Contextualized embeddings for semantics: some steps along the way
- Event: Seminar
- Lecturer: Katrin Erk from the University of Texas
- Date: 27 October 2021
- Duration: 2 hours
- Venue: Gothenburg
Abstract: Word vectors, more recently called embeddings, capture regularities about a word’s observed context items. In their most recent incarnation, contextualized word embeddings – vectors for words in context – are learned in contextualized language models. These embeddings could maybe become a great resource for lexical semantics, and a building block for structured sentence semantics. But in order to get there, we need to figure out how best to use contextualized embeddings for characterizing lexical meaning, and understand what kind of lexical meaning they provide, which theory of lexical meaning they best match. In this talk, I will discuss some recent steps that we have taken in this direction. There are several proposals in the recent literature for how best to use contextualized embeddings for lexical semantics – intriguingly with conflicting findings. In our own proposal, we proposed computing multi-prototype representations from contextualized embeddings.
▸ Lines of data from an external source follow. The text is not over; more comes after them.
PR #7981, opened 2021-06-23
Reject TLS if client offers alpn with no match

### LINKED ISSUE #7980: ATS should reject connections where the client offered ALPN does not have a match with the ATS list
Internally we've been discussing the cross-application attacks discussed in https://alpaca-attack.com/ALPACA.pdf.  And those discussions got us looking at how ATS handles ALPN.

Currently ATS will try to find a matching protocol if the client offers an ALPN entry.  If there is no match, ATS continues on and assumes HTTP/1.1.  If no ALPN string is offered (presumably an older client), ATS continues on and assumes HTTP/1.1

Looking at a snapshot of one of our production boxes logs, we see 92% of the client connections offer ALPN.  In this sample, no client requests that offered ALPN failed to get a protocol match with our ATS server which was willing to accept h2 and http/1.1.

To support older clients (8% of our requests), it is not feasible to stop accepting requests without ALPN. However, we should stop accepting requests where the ALPN string has no match.  Based on our logging, that seems unlikely to be an innocent mistake, but rather that the attacker is trying to poke at our security stance.

shinrich:
Motivation discussed in associated issue.

This closes #7980

### DIFF
--- a/iocore/net/ALPNSupport.cc
+++ b/iocore/net/ALPNSupport.cc
@@ -98,18 +98,24 @@ ALPNSupport::select_next_protocol(SSL *ssl, const unsigned char **out, unsigned 
 {
   const unsigned char *npnptr = nullptr;
   unsigned int npnsize        = 0;
-  if (this->getNPN(&npnptr, &npnsize)) {
+  int retval                  = SSL_TLSEXT_ERR_ALERT_FATAL;
+
+  if (this->getNPN(&npnptr, &npnsize) && npnsize > 0) {
     // SSL_select_next_proto chooses the first server-offered protocol that appears in the clients protocol set, ie. the
     // server selects the protocol. This is a n^2 search, so it's preferable to keep the protocol set short.
     if (SSL_select_next_proto(const_cast<unsigned char **>(out), outlen, npnptr, npnsize, in, inlen) == OPENSSL_NPN_NEGOTIATED) {
       Debug("ssl", "selected ALPN protocol %.*s", (int)(*outlen), *out);
-      return SSL_TLSEXT_ERR_OK;
+      retval = SSL_TLSEXT_ERR_OK;
+    } else {
+      *out    = nullptr;
+      *outlen = 0;
     }
+  } else {
+    *out    = nullptr;
+    *outlen = 0;
+    retval  = SSL_TLSEXT_ERR_NOACK;
   }
-
-  *out    = nullptr;
-  *outlen = 0;
-  return SSL_TLSEXT_ERR_NOACK;
+  return retval;
 }
 
 void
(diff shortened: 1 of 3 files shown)


shinrich:
[approve ci clang-analyzer]

iocore/net/ALPNSupport.cc
```diff
@@ -98,18 +98,24 @@ ALPNSupport::select_next_protocol(SSL *ssl, const unsigned char **out, unsigned
 {
   const unsigned char *npnptr = nullptr;
   unsigned int npnsize        = 0;
-  if (this->getNPN(&npnptr, &npnsize)) {
+  int retval                  = SSL_TLSEXT_ERR_ALERT_FATAL;
```
maskit, line 101: I don't think we can use this error code for 1.0.2.
https://www.openssl.org/docs/man1.0.2/man3/SSL_set_alpn_protos.html

maskit:
This works for QUIC connection as well - a connection closes appropriately.

We could remove the case `alpn.empty()` is empty here because we won't see such a case with this change.
https://github.com/apache/trafficserver/blob/427c0b153c3c6838c7d6e2db34c32e8091649d67/proxy/http3/Http3SessionAccept.cc#L63-L70

iocore/net/ALPNSupport.cc
shinrich: Hmm, how does one express the failure without the SSL_TLSEXT_ERR_ALERT_FATAL?  I'll dig into the 1.0.2 code base and add an ifdef if necessary.

shinrich:
So no additional code changes needed for QUIC?

maskit:
> So no additional code changes needed for QUIC?

Correct. I was just saying the code in Http3SessionAccept.cc (more specifically, line 67) will be unreachable. If you want to avoid touching HTTP/3 code I can remove it later.

iocore/net/ALPNSupport.cc
maskit: Returning `SSL_TLSEXT_ERR_ALERT_FATAL` isn't harmful, but it's impossible to distinguish no-match from no-negotiation.
https://github.com/openssl/openssl/blob/12ad22dd16ffe47f8cde3cddb84a160e8cdb3e30/ssl/t1_lib.c#L2087-L2105

maskit (approved):
We'd need some additional mechanism to do this with OpenSSL 1.0.2. Maybe we could have a flag and close the connection, but I'd say it's a library limitation.

iocore/net/ALPNSupport.cc
shinrich: Hmm that is unfortunate.  However, I think our time for worrying about 1.0.2 is coming to a close.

With this representation, we can recover the old distinction of word similarity (as in dog-cat) versus word relatedness (as in dog-kennel) at different layers of embeddings from BERT, a contextualized language model. Taking a closer look at those multi-prototype embeddings, we see that they often match typical scenes or stories connected to a word, rather than different denotations. We argue that embeddings reflect a human perspective on the world as expressed in the way that humans use words: what humans find important, useful, and useless, what judgments they make, and what stories they like to tell using the words – similar to Fillmore’s Semantics of Understanding. This “story bias” is not new in contextualized embeddings, rather it has been observed, again and again, in bits and pieces, even with count-based vectors, and it is instructive to put all the pieces of evidence together. We argue that this “story bias” is not a flaw, not noise, but worth studying in its own right.